[AIM OF THE TASK] The response must match the data below exactly, line for line.

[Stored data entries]
--- --- ---

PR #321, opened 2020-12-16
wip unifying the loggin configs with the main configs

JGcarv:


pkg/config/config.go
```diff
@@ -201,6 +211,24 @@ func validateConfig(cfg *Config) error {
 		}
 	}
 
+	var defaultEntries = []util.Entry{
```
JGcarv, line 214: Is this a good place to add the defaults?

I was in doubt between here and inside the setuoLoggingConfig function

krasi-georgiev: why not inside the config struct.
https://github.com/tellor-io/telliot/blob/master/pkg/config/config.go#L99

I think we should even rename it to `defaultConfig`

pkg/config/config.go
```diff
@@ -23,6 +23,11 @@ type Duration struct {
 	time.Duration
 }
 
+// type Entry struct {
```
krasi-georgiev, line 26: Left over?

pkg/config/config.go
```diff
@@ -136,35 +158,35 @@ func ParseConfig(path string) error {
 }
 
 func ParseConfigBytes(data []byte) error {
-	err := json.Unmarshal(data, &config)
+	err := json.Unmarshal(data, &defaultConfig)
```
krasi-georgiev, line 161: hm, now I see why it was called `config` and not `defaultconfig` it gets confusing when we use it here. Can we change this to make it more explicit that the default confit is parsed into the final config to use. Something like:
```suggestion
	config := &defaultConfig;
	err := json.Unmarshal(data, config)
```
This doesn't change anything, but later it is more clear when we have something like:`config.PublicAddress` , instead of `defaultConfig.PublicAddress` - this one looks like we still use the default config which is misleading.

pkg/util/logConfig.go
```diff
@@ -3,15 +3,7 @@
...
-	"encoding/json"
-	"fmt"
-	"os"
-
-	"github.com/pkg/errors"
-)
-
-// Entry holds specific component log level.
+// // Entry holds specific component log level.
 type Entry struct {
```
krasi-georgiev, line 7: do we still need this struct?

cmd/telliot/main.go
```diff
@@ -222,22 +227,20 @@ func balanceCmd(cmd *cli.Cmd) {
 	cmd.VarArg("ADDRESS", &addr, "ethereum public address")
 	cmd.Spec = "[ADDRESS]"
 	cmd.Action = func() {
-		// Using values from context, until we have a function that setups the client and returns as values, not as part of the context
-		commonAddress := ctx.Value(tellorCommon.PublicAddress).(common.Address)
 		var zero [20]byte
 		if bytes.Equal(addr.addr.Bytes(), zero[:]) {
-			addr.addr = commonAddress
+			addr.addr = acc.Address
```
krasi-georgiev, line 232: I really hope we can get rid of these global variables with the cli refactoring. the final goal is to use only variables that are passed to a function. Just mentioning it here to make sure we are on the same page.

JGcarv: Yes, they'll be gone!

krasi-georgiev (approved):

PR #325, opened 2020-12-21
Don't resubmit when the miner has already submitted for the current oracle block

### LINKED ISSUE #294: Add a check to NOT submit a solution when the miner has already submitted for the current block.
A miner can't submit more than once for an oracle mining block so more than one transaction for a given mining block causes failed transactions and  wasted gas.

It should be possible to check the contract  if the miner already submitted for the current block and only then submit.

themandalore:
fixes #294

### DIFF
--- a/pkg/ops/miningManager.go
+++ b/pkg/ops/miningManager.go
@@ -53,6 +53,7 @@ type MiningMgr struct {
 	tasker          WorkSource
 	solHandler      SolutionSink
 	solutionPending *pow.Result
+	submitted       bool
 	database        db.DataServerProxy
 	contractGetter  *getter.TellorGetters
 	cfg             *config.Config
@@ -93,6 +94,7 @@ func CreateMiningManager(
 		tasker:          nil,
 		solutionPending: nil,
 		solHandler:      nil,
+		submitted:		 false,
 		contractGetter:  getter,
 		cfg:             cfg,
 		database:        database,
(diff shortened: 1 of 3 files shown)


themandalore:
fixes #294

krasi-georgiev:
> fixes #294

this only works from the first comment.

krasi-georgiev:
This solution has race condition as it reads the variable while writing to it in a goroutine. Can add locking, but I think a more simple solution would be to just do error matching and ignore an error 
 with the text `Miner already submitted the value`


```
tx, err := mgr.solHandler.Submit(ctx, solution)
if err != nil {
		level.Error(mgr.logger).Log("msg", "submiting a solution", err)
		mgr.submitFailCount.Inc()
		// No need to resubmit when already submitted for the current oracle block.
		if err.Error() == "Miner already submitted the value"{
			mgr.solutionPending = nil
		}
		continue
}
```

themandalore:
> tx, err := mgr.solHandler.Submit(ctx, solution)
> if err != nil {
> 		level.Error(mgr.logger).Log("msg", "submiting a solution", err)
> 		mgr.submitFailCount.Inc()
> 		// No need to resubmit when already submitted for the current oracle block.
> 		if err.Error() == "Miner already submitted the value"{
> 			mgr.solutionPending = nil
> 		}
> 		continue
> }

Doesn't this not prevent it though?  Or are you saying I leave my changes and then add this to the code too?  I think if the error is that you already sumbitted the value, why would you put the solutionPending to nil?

--- --- ---

[EXERCISE RESULT]
PR #321, opened 2020-12-16
wip unifying the loggin configs with the main configs

JGcarv:


pkg/config/config.go
```diff
@@ -201,6 +211,24 @@ func validateConfig(cfg *Config) error {
 		}
 	}
 
+	var defaultEntries = []util.Entry{
```
JGcarv, line 214: Is this a good place to add the defaults?

I was in doubt between here and inside the setuoLoggingConfig function

krasi-georgiev: why not inside the config struct.
https://github.com/tellor-io/telliot/blob/master/pkg/config/config.go#L99

I think we should even rename it to `defaultConfig`

pkg/config/config.go
```diff
@@ -23,6 +23,11 @@ type Duration struct {
 	time.Duration
 }
 
+// type Entry struct {
```
krasi-georgiev, line 26: Left over?

pkg/config/config.go
```diff
@@ -136,35 +158,35 @@ func ParseConfig(path string) error {
 }
 
 func ParseConfigBytes(data []byte) error {
-	err := json.Unmarshal(data, &config)
+	err := json.Unmarshal(data, &defaultConfig)
```
krasi-georgiev, line 161: hm, now I see why it was called `config` and not `defaultconfig` it gets confusing when we use it here. Can we change this to make it more explicit that the default confit is parsed into the final config to use. Something like:
```suggestion
	config := &defaultConfig;
	err := json.Unmarshal(data, config)
```
This doesn't change anything, but later it is more clear when we have something like:`config.PublicAddress` , instead of `defaultConfig.PublicAddress` - this one looks like we still use the default config which is misleading.

pkg/util/logConfig.go
```diff
@@ -3,15 +3,7 @@
...
-	"encoding/json"
-	"fmt"
-	"os"
-
-	"github.com/pkg/errors"
-)
-
-// Entry holds specific component log level.
+// // Entry holds specific component log level.
 type Entry struct {
```
krasi-georgiev, line 7: do we still need this struct?

cmd/telliot/main.go
```diff
@@ -222,22 +227,20 @@ func balanceCmd(cmd *cli.Cmd) {
 	cmd.VarArg("ADDRESS", &addr, "ethereum public address")
 	cmd.Spec = "[ADDRESS]"
 	cmd.Action = func() {
-		// Using values from context, until we have a function that setups the client and returns as values, not as part of the context
-		commonAddress := ctx.Value(tellorCommon.PublicAddress).(common.Address)
 		var zero [20]byte
 		if bytes.Equal(addr.addr.Bytes(), zero[:]) {
-			addr.addr = commonAddress
+			addr.addr = acc.Address
```
krasi-georgiev, line 232: I really hope we can get rid of these global variables with the cli refactoring. the final goal is to use only variables that are passed to a function. Just mentioning it here to make sure we are on the same page.

JGcarv: Yes, they'll be gone!

krasi-georgiev (approved):

PR #325, opened 2020-12-21
Don't resubmit when the miner has already submitted for the current oracle block

### LINKED ISSUE #294: Add a check to NOT submit a solution when the miner has already submitted for the current block.
A miner can't submit more than once for an oracle mining block so more than one transaction for a given mining block causes failed transactions and  wasted gas.

It should be possible to check the contract  if the miner already submitted for the current block and only then submit.

themandalore:
fixes #294

### DIFF
--- a/pkg/ops/miningManager.go
+++ b/pkg/ops/miningManager.go
@@ -53,6 +53,7 @@ type MiningMgr struct {
 	tasker          WorkSource
 	solHandler      SolutionSink
 	solutionPending *pow.Result
+	submitted       bool
 	database        db.DataServerProxy
 	contractGetter  *getter.TellorGetters
 	cfg             *config.Config
@@ -93,6 +94,7 @@ func CreateMiningManager(
 		tasker:          nil,
 		solutionPending: nil,
 		solHandler:      nil,
+		submitted:		 false,
 		contractGetter:  getter,
 		cfg:             cfg,
 		database:        database,
(diff shortened: 1 of 3 files shown)


themandalore:
fixes #294

krasi-georgiev:
> fixes #294

this only works from the first comment.

krasi-georgiev:
This solution has race condition as it reads the variable while writing to it in a goroutine. Can add locking, but I think a more simple solution would be to just do error matching and ignore an error 
 with the text `Miner already submitted the value`


```
tx, err := mgr.solHandler.Submit(ctx, solution)
if err != nil {
		level.Error(mgr.logger).Log("msg", "submiting a solution", err)
		mgr.submitFailCount.Inc()
		// No need to resubmit when already submitted for the current oracle block.
		if err.Error() == "Miner already submitted the value"{
			mgr.solutionPending = nil
		}
		continue
}
```

themandalore:
> tx, err := mgr.solHandler.Submit(ctx, solution)
> if err != nil {
> 		level.Error(mgr.logger).Log("msg", "submiting a solution", err)
> 		mgr.submitFailCount.Inc()
> 		// No need to resubmit when already submitted for the current oracle block.
> 		if err.Error() == "Miner already submitted the value"{
> 			mgr.solutionPending = nil
> 		}
> 		continue
> }

Doesn't this not prevent it though?  Or are you saying I leave my changes and then add this to the code too?  I think if the error is that you already sumbitted the value, why would you put the solutionPending to nil?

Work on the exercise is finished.